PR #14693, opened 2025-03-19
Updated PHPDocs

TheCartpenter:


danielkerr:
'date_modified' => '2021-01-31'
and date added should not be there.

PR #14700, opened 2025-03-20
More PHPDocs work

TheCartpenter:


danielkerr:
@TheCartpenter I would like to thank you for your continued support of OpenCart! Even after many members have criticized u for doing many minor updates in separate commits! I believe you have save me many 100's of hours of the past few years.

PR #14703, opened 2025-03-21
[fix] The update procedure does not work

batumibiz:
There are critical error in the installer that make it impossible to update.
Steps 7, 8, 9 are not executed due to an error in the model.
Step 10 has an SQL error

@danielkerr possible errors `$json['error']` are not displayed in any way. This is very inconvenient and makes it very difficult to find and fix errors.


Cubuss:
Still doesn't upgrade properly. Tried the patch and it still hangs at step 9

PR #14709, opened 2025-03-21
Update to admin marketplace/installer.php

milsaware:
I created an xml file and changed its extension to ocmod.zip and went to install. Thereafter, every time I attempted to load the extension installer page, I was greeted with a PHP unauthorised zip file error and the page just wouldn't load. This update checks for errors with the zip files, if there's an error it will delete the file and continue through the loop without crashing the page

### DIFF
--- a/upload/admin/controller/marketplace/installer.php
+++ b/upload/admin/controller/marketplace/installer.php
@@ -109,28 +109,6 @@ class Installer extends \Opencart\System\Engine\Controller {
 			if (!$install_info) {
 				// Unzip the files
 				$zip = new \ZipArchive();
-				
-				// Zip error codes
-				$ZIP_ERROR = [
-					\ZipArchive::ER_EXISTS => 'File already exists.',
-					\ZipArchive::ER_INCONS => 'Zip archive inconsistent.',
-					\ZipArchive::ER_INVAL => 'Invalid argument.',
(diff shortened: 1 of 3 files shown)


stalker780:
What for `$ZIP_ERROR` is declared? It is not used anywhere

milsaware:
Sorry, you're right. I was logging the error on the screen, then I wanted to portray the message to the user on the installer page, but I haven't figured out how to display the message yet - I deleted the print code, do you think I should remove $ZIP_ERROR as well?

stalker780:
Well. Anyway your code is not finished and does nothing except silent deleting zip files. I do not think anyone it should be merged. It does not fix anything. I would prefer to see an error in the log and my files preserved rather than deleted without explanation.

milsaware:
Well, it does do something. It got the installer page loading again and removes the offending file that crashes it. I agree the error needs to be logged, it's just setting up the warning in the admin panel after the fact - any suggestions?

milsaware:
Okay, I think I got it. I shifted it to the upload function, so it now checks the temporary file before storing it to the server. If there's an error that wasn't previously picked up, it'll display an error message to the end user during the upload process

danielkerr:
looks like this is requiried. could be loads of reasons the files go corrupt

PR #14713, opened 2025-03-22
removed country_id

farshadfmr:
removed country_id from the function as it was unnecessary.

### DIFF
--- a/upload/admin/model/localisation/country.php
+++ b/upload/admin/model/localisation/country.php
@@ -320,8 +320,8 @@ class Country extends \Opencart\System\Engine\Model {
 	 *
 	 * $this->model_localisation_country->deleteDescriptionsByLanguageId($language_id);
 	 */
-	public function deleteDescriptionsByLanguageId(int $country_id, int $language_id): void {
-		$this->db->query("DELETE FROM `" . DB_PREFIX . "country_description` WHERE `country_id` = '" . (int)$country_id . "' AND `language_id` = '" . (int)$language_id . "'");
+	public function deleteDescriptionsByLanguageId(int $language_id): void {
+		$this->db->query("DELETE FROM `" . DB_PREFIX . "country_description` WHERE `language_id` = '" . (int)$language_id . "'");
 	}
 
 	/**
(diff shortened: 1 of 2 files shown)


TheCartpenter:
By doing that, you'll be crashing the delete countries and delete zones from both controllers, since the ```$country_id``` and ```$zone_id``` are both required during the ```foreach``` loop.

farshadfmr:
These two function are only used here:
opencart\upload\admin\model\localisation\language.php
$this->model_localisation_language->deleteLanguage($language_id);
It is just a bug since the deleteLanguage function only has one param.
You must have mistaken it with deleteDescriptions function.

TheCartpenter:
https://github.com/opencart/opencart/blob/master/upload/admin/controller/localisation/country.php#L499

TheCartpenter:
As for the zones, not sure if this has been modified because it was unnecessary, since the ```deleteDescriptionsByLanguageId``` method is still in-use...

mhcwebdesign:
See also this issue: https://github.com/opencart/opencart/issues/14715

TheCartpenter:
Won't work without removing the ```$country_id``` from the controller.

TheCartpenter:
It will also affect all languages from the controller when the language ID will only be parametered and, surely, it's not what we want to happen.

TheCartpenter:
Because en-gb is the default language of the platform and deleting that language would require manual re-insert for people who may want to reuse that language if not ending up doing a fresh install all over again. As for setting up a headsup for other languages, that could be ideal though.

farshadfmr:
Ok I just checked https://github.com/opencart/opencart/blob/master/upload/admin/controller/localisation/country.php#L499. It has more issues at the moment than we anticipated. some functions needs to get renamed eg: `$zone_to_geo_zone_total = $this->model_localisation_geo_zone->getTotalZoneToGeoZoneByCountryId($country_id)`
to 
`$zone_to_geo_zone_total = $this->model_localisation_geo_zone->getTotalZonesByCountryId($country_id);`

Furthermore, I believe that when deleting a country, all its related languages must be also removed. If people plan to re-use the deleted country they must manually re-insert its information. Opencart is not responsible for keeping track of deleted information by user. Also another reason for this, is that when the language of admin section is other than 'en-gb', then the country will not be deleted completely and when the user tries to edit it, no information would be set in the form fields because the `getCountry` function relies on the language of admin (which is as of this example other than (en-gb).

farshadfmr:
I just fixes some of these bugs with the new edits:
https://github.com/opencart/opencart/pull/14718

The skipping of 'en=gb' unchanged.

* * *

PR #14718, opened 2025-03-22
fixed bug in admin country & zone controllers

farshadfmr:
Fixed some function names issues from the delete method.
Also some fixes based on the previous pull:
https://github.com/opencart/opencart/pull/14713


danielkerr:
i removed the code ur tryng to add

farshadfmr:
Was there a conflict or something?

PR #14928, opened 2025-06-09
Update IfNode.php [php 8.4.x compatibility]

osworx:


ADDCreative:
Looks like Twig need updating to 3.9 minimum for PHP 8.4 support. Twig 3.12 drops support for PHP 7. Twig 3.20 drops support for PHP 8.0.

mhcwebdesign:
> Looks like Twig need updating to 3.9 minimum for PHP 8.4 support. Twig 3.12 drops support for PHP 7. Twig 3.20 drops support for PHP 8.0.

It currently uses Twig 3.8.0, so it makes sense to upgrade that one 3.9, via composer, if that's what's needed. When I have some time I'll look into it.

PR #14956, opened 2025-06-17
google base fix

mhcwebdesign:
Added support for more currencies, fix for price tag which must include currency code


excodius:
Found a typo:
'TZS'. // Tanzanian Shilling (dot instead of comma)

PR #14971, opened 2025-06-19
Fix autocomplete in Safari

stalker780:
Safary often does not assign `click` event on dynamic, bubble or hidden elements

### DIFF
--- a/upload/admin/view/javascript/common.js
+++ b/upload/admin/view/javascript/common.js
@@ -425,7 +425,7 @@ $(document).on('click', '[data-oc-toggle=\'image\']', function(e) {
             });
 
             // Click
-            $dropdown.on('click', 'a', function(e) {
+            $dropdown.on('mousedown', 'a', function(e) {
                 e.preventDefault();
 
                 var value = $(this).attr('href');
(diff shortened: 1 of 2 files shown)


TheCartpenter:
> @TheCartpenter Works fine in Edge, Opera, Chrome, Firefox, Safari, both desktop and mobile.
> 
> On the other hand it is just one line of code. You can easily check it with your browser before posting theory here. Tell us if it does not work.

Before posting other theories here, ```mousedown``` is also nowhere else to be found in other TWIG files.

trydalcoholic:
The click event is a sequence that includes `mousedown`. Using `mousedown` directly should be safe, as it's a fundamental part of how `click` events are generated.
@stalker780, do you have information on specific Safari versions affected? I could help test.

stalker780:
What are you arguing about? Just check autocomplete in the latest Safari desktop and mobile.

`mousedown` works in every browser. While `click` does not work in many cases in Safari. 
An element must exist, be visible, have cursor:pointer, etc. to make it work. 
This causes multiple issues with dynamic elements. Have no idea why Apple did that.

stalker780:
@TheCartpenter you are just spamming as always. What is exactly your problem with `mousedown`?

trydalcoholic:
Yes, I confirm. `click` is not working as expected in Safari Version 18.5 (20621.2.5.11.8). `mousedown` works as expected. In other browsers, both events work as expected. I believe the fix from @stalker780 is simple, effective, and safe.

--

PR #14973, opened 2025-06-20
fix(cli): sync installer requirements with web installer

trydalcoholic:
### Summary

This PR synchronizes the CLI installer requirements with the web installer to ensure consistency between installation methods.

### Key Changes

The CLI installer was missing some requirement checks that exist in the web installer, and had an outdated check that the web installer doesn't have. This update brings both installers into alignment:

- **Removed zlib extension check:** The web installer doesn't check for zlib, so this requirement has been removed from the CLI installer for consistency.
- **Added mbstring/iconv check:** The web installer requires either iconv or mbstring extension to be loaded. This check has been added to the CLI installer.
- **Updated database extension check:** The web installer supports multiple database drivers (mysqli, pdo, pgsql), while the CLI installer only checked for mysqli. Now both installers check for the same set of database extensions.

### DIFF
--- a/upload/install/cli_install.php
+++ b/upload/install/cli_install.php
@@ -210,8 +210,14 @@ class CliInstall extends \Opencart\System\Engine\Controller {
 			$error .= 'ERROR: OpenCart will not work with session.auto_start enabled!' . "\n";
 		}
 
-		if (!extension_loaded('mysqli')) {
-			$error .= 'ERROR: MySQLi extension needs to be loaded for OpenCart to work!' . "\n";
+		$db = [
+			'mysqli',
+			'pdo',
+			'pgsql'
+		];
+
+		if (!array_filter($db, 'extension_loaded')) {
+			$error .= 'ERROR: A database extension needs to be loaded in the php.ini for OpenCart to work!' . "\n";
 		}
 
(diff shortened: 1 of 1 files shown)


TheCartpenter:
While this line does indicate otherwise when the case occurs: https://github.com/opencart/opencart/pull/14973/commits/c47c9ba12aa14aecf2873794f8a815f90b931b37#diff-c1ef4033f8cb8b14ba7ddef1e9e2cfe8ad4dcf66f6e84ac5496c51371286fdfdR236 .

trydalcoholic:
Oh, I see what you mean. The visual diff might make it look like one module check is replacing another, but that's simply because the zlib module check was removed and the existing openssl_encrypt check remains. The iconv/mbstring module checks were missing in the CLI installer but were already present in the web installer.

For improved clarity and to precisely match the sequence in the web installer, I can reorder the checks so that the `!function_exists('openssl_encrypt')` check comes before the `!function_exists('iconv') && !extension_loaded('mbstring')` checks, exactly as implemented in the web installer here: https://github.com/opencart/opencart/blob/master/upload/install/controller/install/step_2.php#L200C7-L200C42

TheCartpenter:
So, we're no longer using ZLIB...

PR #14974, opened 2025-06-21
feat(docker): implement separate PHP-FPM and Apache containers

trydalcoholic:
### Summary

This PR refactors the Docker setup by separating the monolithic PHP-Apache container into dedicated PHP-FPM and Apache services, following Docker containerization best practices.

Aim of the exercise: Everything from the line with "Furthermore, I believe" through the line with "The skipping of 'en=gb' unchanged." should be written out exactly as it appears above, end lines included, and nothing outside that range.

Response box:
Furthermore, I believe that when deleting a country, all its related languages must be also removed. If people plan to re-use the deleted country they must manually re-insert its information. Opencart is not responsible for keeping track of deleted information by user. Also another reason for this, is that when the language of admin section is other than 'en-gb', then the country will not be deleted completely and when the user tries to edit it, no information would be set in the form fields because the `getCountry` function relies on the language of admin (which is as of this example other than (en-gb).

farshadfmr:
I just fixes some of these bugs with the new edits:
https://github.com/opencart/opencart/pull/14718

The skipping of 'en=gb' unchanged.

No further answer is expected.